Bundesregierung startet Kampagne Analphabetismus kein Problem der Dritten Welt

Düsseldorf · Die Zahlen sind besorgniserregend: 7,5 Millionen Menschen können nicht lesen und schreiben. Die Rede ist nicht von einem Dritte-Welt-Land. Die Rede ist von Deutschland, einer der führenden Industrienationen der Welt. Die Bundesregierung nimmt den Kampf gegen Analphabetismus auf.

Die Anforderungen unserer Gesellschaft an den Einzelnen sind hoch — und im Zuge der Globalisierung und stetig steigenden Vernetzung werden sie immer höher. Im Vordergrund steht der Leistungsgedanke.

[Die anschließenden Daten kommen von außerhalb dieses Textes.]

PR #5786, opened 2025-07-07
Update FV specs and script

Amxx:
Fixes:
- [x] ERC20Wrapper
- [x] AccessManager
- [ ] AccessManaged: https://discord.com/channels/795999272293236746/1391760909780914316

Todo:
- [ ] `CERTORAKEY`
- [ ] `wait_for_results`


certora/specs/AccessControlDefaultAdminRules.spec
```diff
@@ -70,8 +70,11 @@ invariant defaultAdminRoleAdminConsistency()
 │ Invariant: owner is the defaultAdmin                                                                                │
 └─────────────────────────────────────────────────────────────────────────────────────────────────────────────────────┘
 */
-invariant ownerConsistency()
+// Writting this as an invariant would be flagged by Certora as trivial. Writting it as a rule is just as valid: we
```
Amxx:
```suggestion
// Writing this as an invariant would be flagged by Certora as trivial. Writing it as a rule is just as valid: we
```

certora/specs/AccessManager.spec
```diff
@@ -130,24 +130,35 @@ rule getAdminRestrictions(env e, bytes data) {
...
-        assert delay == (
-            (restricted && selector == to_bytes4(sig:updateAuthority(address,address).selector              )) ||
-            (restricted && selector == to_bytes4(sig:setTargetClosed(address,bool).selector                 )) ||
-            (restricted && selector == to_bytes4(sig:setTargetFunctionRole(address,bytes4[],uint64).selector))
-            ? getTargetAdminDelay(e, getFirstArgumentAsAddress(data))
-            : 0
-        );
+        assert restricted == false;
+        assert roleId     == getTargetFunctionRole(currentContract, selector);
+        assert delay      == 0;
```
ernestognw, line 161: I think this version is clearer and more succinct

```suggestion
        assert restricted == isOnlyAuthorized(selector);

        assert roleId == (
            (restricted && selector == to_bytes4(sig:grantRole(uint64,address,uint32).selector)) ||
            (restricted && selector == to_bytes4(sig:revokeRole(uint64,address).selector      ))
            ? getRoleAdmin(getFirstArgumentAsUint64(data))
            : (restricted ? ADMIN_ROLE() : getTargetFunctionRole(currentContract, selector))
        );

        assert delay == (
            (restricted && selector == to_bytes4(sig:updateAuthority(address,address).selector              )) ||
            (restricted && selector == to_bytes4(sig:setTargetClosed(address,bool).selector                 )) ||
            (restricted && selector == to_bytes4(sig:setTargetFunctionRole(address,bytes4[],uint64).selector))
            ? getTargetAdminDelay(e, getFirstArgumentAsAddress(data))
            : 0
        );
```

certora/specs/EnumerableMap.spec
ernestognw, line 1: The `atUniqueness` invariant is vacuous because the indexes might be out of bounds, so the static analyzer flags the rule for all those values. We should do:

```
invariant atUniqueness(uint256 index1, uint256 index2)
    (index1 < length() && index2 < length()) =>
    (index1 == index2 <=> key_at(index1) == key_at(index2))
    {
        preserved {
            requireInvariant consistencyIndex(index1);
            requireInvariant consistencyIndex(index2);
        }
        preserved remove(bytes32 key) {
            requireInvariant atUniqueness(index1, require_uint256(length() - 1));
            requireInvariant atUniqueness(index2, require_uint256(length() - 1));
        }
    }
```

certora/specs/EnumerableMap.spec
```diff
@@ -75,19 +75,15 @@ invariant atUniqueness(uint256 index1, uint256 index2)
...
 
 invariant consistencyKey(bytes32 key)
-    contains(key) => (
-        _positionOf(key) > 0 &&
-        _positionOf(key) <= length() &&
-        key_at(require_uint256(_positionOf(key) - 1)) == key
-    )
+    (contains(key) <=> key_at(require_uint256(_positionOf(key) - 1)) == key) && _positionOf(key) <= length()
     {
         preserved remove(bytes32 otherKey) {
```
ernestognw, line 88: This is vacuous too for `key` arguments out of bounds, so we need the following:


```suggestion
        preserved {
            require lengthSanity();
        }
        preserved remove(bytes32 key) {
```

certora/specs/EnumerableMap.spec
```diff
@@ -75,19 +75,15 @@ invariant atUniqueness(uint256 index1, uint256 index2)
 └─────────────────────────────────────────────────────────────────────────────────────────────────────────────────────┘
 */
 invariant consistencyIndex(uint256 index)
-    index < length() => to_mathint(_positionOf(key_at(index))) == index + 1
+    index < length() <=> to_mathint(_positionOf(key_at(index))) == index + 1
```
ernestognw: This makes the rule vacuos because when index >= length(), the left side is false but the right side reverts.

```suggestion
    index < length() => to_mathint(_positionOf(key_at(index))) == index + 1
```

certora/specs/EnumerableMap.spec
```diff
@@ -75,19 +75,15 @@ invariant atUniqueness(uint256 index1, uint256 index2)
...
         }
     }
 
 invariant consistencyKey(bytes32 key)
-    contains(key) => (
-        _positionOf(key) > 0 &&
-        _positionOf(key) <= length() &&
-        key_at(require_uint256(_positionOf(key) - 1)) == key
-    )
+    (contains(key) <=> key_at(require_uint256(_positionOf(key) - 1)) == key) && _positionOf(key) <= length()
```
ernestognw: Similar to `consistencyIndex`

```suggestion
    (contains(key) => key_at(require_uint256(_positionOf(key) - 1)) == key) && _positionOf(key) <= length()
```

certora/specs/EnumerableSet.spec
```diff
@@ -58,19 +58,15 @@ invariant atUniqueness(uint256 index1, uint256 index2)
...
         }
     }
 
 invariant consistencyKey(bytes32 key)
-    contains(key) => (
-        _positionOf(key) > 0 &&
-        _positionOf(key) <= length() &&
-        at_(require_uint256(_positionOf(key) - 1)) == key
-    )
+    (contains(key) <=> at_(require_uint256(_positionOf(key) - 1)) == key) && _positionOf(key) <= length()
```
ernestognw:
```suggestion
    (contains(key) => at_(require_uint256(_positionOf(key) - 1)) == key) && _positionOf(key) <= length()
```

certora/specs/EnumerableSet.spec
```diff
@@ -58,19 +58,15 @@ invariant atUniqueness(uint256 index1, uint256 index2)
 └─────────────────────────────────────────────────────────────────────────────────────────────────────────────────────┘
 */
 invariant consistencyIndex(uint256 index)
-    index < length() => _positionOf(at_(index)) == require_uint256(index + 1)
+    index < length() <=> _positionOf(at_(index)) == require_uint256(index + 1)
```
ernestognw:
```suggestion
    index < length() => _positionOf(at_(index)) == require_uint256(index + 1)
```

ernestognw:
Merged this PR into #5844. We need the branch of the changes to belong to the repository in order to run the Formal Verification CI properly with access to the CERTORAKEY in secrets

certora/specs/AccessManager.spec
Amxx: I think this is a matter of personal preference. They express the same thing in different ways.

One is saying:

Let take all the possible function selector and group them in categories. For each category we verify that the output (restricted, roleId, delay) is what we expect.

The other is saying "here is a rule for what the roleId should be, depending on a combination of factor (including but not limited to the function selector).

The second option is indeed shorter, but I don't think its clearer or more readable. There is more intricated logic, with nested ternary operators. Option one is longer, but IMO the logic is more clearly segmented.

@james-toussaint How do you feel, given that you are "new" to FV with certora, is there one syntax you find clearer / more readable ?

certora/specs/EnumerableMap.spec
Amxx: when one of the side reverts the rule should not be ignore, shouldn't it ?

In the past we've always ignored cases where (part of) the logic revert. Maybe that was not always a conscious choice.

In that particular case, I would agree that `=>` is all we need, and that the reverse implication is probably not needed, so if it makes the verification clearner, we can do that change !

certora/specs/EnumerableMap.spec
Amxx: I don't observe that. I've been running without that preserve and the prover did not find any issue with this property

Amxx:
Closed in favor of #5844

Für viele Deutsche stellen diese Anforderungen ein unüberwindbares Hindernis dar: Sie können nicht ausreichend schreiben und lesen. Aufgrund dieser Schwäche werden an den Rand der Gesellschaft gedrückt. 7,5 Millionen sollen es laut einer EU-Studie sein. Europaweit sind die Zahlen noch alarmierender. Fast jeder Fünfte sei betroffen.

Die SPD forderte bereits lauthals, die Zahl der sogenannten funktionalen Analphabeten zu halbieren. Dafür müsse der Bund ab kommenden Jahr mindestens 50 Millionen Euro für Alphabetisierungs- und Grundlagenarbeit bereitstellen, mindestens 100.000 Kursplätze sollten zur Verfügung stehen.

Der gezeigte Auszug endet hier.